Task item: Please copy the leading lines of the entries below exactly, concluding with the line in which "smashes the stack." occurs.

(Dataset excerpts)
★ ★ ★ ★

PR #2309, opened 2026-07-05
libc: Fix stack buffer overflow in cgetnext()

kfv:
`cgetnext()` copies a capability record's name field into a fixed 1024 byte on-stack buffer (`nbuf[BSIZE]`) one character at a time, but never checks that the write pointer stays within the buffer. Therefore, a record name that is longer than `BSIZE` (either on a single line, or accumulated across several `\`-continued lines as the pointer is not reset amidst continuation) writes past the end of `nbuf` and smashes the stack.

The name field is read directly from the capability file, so any consumer of `cgetnext()`/`cgetfirst()` that processes an untrusted `termcap(5)`- or `printcap(5)`-style database (e.g. `cap_mkdb(1)`, `lpr(1)`, or any third-party caller) can be exposed and hence made to corrupt the stack.

### DIFF
--- a/lib/libc/gen/getcap.3
+++ b/lib/libc/gen/getcap.3
@@ -28,7 +28,7 @@
 .\" OUT OF THE USE OF THIS SOFTWARE, EVEN IF ADVISED OF THE POSSIBILITY OF
 .\" SUCH DAMAGE.
 .\"
-.Dd March 22, 2002
+.Dd July 23, 2026
 .Dt GETCAP 3
 .Os
 .Sh NAME
@@ -549,6 +549,19 @@ as follows:
 .Bl -tag -width Er
 .It Bq Er ENOMEM
 No memory to allocate.
+.El
+.Pp
+The
+.Fn cgetfirst
+and
+.Fn cgetnext
+functions
+may fail and set
+.Va errno
+as follows:
+.Bl -tag -width Er
+.It Bq Er ENAMETOOLONG
+The name field of a capability record is too long.
 .El
 .Sh SEE ALSO
 .Xr cap_mkdb 1 ,
--- a/lib/libc/gen/getcap.c
+++ b/lib/libc/gen/getcap.c
@@ -709,6 +709,11 @@ cgetnext(char **bp, char **db_array)
 		np = nbuf;
 		for (;;) {
 			for (cp = line; *cp != '\0'; cp++) {
+				if (np >= nbuf + sizeof(nbuf) - 1) {
+					(void)cgetclose();
+					errno = ENAMETOOLONG;
+					return (-1);
+				}
 				if (*cp == ':') {
 					*np++ = ':';
 					done = 1;


clausecker:
That seems like a sensible fix, but `ENAMETOOLONG` is probably the wrong error message.  Maybe `ENOMEM`?  Or `EBADMSG`?  Or when in doubt, `EINVAL` always works.

kfv:
I see your concern, but this wouldn't be the first place where we use `ENAMETOOLONG` for something other than a file name; [gethostname.c](https://github.com/freebsd/freebsd-src/blob/759ce9a2b38e1de70c14c81dee7e245bf0bc6b94/lib/libc/gen/gethostname.c#L46-L50), [ns_name.c](https://github.com/freebsd/freebsd-src/blob/759ce9a2b38e1de70c14c81dee7e245bf0bc6b94/lib/libc/nameser/ns_name.c#L822-L826), and [setlocale.c](https://github.com/freebsd/freebsd-src/blob/759ce9a2b38e1de70c14c81dee7e245bf0bc6b94/lib/libc/locale/setlocale.c#L312-L314), to name a few. So I'd personally keep `ENAMETOOLONG`, as it's the closest match semantically and communicates the actual cause of the failure more clearly.

ngie-eign (commented):
This looks reasonable to me. Could you please update the manpage to account for the new error condition?

kfv:
Done.

lib/libc/gen/getcap.3
```diff
@@ -550,6 +550,19 @@ as follows:
...
+.Fn cgetfirst
+and
+.Fn cgetnext
+functions
+may fail and set
+.Va errno
+as follows:
+.Bl -tag -width Er
+.It Bq Er ENAMETOOLONG
+Capability name fits not in the name buffer.
```
ngie-eign: Some minor word smithing:
```suggestion
One or more capabilties will not fit in
.Fa buf .
```

ngie-eign (commented):
@concussious : does the manpage change seem good?

ngie-eign (commented):
I'm a bit on the fence about `ENOMEM` and `ENAMETOOLONG`, given that this is actually an issue with an internally allocated buffer on the stack, not an issue with [direct] user provided input.

lib/libc/gen/getcap.3
kfv: The buffer holds the record's name field; the `name|alias|…` list before the first `:`.  So "the name field of a capability record" reads better, I believe. What do you think?

kfv:
> I'm a bit on the fence about `ENOMEM` and `ENAMETOOLONG`, given that this is actually an issue with an internally allocated buffer on the stack, not an issue with [direct] user provided input.

The buffer is internal, yes, but the data filling it isn't. The name field is read verbatim from the capability database, so an untrusted external input. Besides, `errno` is consumer-facing, so it should describe the failure accurately.

`ENOMEM` would mislead, implying an allocation failed when none did.  `ENAMETOOLONG` is the established idiom for "a name exceeded a length limit" whether that limit is the caller's or the implementation's.

See [`realpath(3)`](https://man.freebsd.org/realpath(3)), [`readlink(2)`](https://man.freebsd.org/readlink(2)), and [`lstat(2)`](https://man.freebsd.org/lstat(2)) for similar cases.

★ ★ ★ ★

Result for this task:
PR #2309, opened 2026-07-05
libc: Fix stack buffer overflow in cgetnext()

kfv:
`cgetnext()` copies a capability record's name field into a fixed 1024 byte on-stack buffer (`nbuf[BSIZE]`) one character at a time, but never checks that the write pointer stays within the buffer. Therefore, a record name that is longer than `BSIZE` (either on a single line, or accumulated across several `\`-continued lines as the pointer is not reset amidst continuation) writes past the end of `nbuf` and smashes the stack.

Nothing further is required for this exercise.